MJ Photos/Shutterstock

For Waithe, the centering of the story on two dark-skinned Black-Americans was, itself, a revolutionary act. “It changes in every way because it instantly becomes political. It instantly becomes important. It instantly becomes revolutionary because of, literally, the color of their skin,” the newly-married scribe told The New Yorker. “And I think what’s so palpable about it is who they kill. And what do the police represent to us. They represent Jim Crow, injustice. They represent death to us, a lot of us. And for them to kill that in a complicated way. It’s not intentional, they didn’t go out and say, ‘Oh, let’s kill a cop tonight.’ They’re just existing in the world and trying to find joy and while doing that, they get pulled over and that joy is interrupted.”

While the story itself doesn’t necessarily draw from Waithe’s personal life, there’s an innate and inherent connection to the struggle at the center of the film, the struggle of just staying alive while black in America. It’s a struggle that, tragically, continued to repeatedly play out in the real world while Queen & Slim was coming to life.

“I had no idea this many more black bodies would’ve dropped by the time we got close to opening. I do not want that kind of publicity for the film. I do not,” she explained. “Because I am like every other black person. I am traumatized every time these stories come out. Every time these stories hit our phones, our Instagram feeds, our Twitter, our TVs, a piece of us dies because we know that we could be next. And I think that’s really where this story was born out of. Me feeling like a second-class citizen even if people feel like I sit in a place of privilege.”

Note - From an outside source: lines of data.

PR #34, opened 2022-03-22
feat: add create/revoke signing key to control client protos

wandaitzuchen:
Add create/~delete~revoke SigningKey to control service.
https://github.com/momentohq/cacheadmin-v2/issues/489


proto/controlclient.proto
```diff
@@ -37,3 +39,19 @@ message _ListCachesResponse {
   repeated _Cache cache = 1;
   string next_token = 2;
 }
+
+message _CreateSigningKeyRequest {
+}
+
+message _CreateSigningKeyResponse {
```
kvcache, line 46: What about expiry? Should we start out with an expiration time for these secrets? E.g., 30 days to start with? Maybe we should communicate that back to the user.

proto/controlclient.proto
```diff
@@ -37,3 +39,19 @@ message _ListCachesResponse {
...
+  string key_id = 1;
+  bytes private_key = 2;
+  int32 created_at = 3;
```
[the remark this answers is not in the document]
wandaitzuchen: `created_at`? It's just an fyi for the customer that they could use to manage the key rotation.  During a previous meeting with Wyze we talked about they themselves managing the key rotation - whenever they want to rotate the key they'll generate a new one and delete the old one using the api.

proto/controlclient.proto
wandaitzuchen: Yeah we could consider doing that too.  For now we kind of settled on having them do the key management for the private key (storing them securely, rotation, etc.).  Down the road we can add a layer of expiry on our end as well, or even change the way how key is distributed/rotated (along with our user management story?)  
@mjindalmotiv8 @danielamiao  let me know if you have any suggestions.

mjindalmotiv8: Yup - the expiry is something which I was hoping the whole user management story would guide us on so I had not included it in the design doc. I do not know for example if we will have an API which they can use to see when their private key will expire. What is the behavior of the pre-signed URLs using the private key - will they stop working? Will that cause a data plane impact?

proto/controlclient.proto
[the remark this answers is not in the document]
kvcache: Yeah but isn't it possible for them to simply call `new Date()` or `System.currentTimeMillis()` or any of a hundred other "what time is it" functions? Why should we provide "current time" from this api?

proto/controlclient.proto
kvcache: this is not a "down the road" thing - if we ever let users generate eternal signing keys then we commit to storing their public keys forever. It's more permanent even than our current eternal jwt story...

@mjindalmotiv8 If a request uses a token that is signed by an expired signature then that request will fail as not-authorized.

I think we should start out with an expiry on these tokens, I do not think that is a reasonable fast-follow.

proto/controlclient.proto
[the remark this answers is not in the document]
wandaitzuchen: Yeah that's true.  I'll remove this but instead add `expires_at` (given that we will cap the ttl at a max of say 90 days).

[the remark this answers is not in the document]
mjindalmotiv8: @wandaitzuchen - probably not related to the proto but more to dynamo where we will store the public key and id, we should store a `created_at` timestamp over there which we generate internally. This can help us in auditing or when we want to see a compromised private key generation.

proto/controlclient.proto
```diff
@@ -37,3 +39,20 @@ message _ListCachesResponse {
   repeated _Cache cache = 1;
   string next_token = 2;
 }
+
+message _CreateSigningKeyRequest {
+  int32 ttl_minutes = 1;
```
mjindalmotiv8, line 44: @kvcache - I think ttl in minutes here is ok - just wanted to get that confirmation from you

kvcache: Yeah, that seems pragmatic.

BUT

why not uint32?

mjindalmotiv8: Good catch - we should change that here and in the internal proto as well - https://github.com/momentohq/kotlin-kitchensink/pull/160/files

mjindalmotiv8 (approved):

It’s a project that might never have ever existed had Waithe’s experience as a new TV show creator not been as difficult as it proved to be. “I was sort of dismissed and told, ‘You’re no longer needed, we’ll take it from here,'” she told the L.A. Times last month. As she further explained to The New Yorker, “And that’s where I went and said, ”I’m gonna write something just on my own. That’s the thing no one can take from me.’ I just wanted to write something about us. But unfortunately, if I’m writing about us, how can I ignore the fact that we’re being hunted?”

Andre D. Wagner/Universal Pictures

Describing Queen & Slim as “protest art” and her contribution to “the culture,” Waithe told the L.A. Times, “I think for me, there’s no greater weapon than my laptop. I come from the church of Nina Simone, in that it is our job as artists to reflect the times. And by that, anything a black person writes is political. How could it not be? Whenever I’m being black and free and saying the things I want to say, that is a form of revolution.”

And while she certainly hopes that people of all walks of life take in the film and consider what it has to say, she’s not shy about the fact that she made this specifically with “the culture” in mind. “Some black art is watered down for white audiences. And the truth is, with white [stuff], you don’t have to do that. Look at Fleabag. Look at Better Things. Look at any white movie that’s been nominated for an Academy Award,” Waithe continued. “But what I felt in movies like Menace II Society, it literally does not care about the white audience at all. Those kinds of films always speak to me in a different way, where I feel seen. Those are the movies that really inspire me.”

Something tells us that, for a new generation of hopeful filmmakers, Queen & Slim just might find itself added to that list.

Queen & Slim is in theaters now.

(E! and Universal Pictures are both part of the NBCUniversal family.)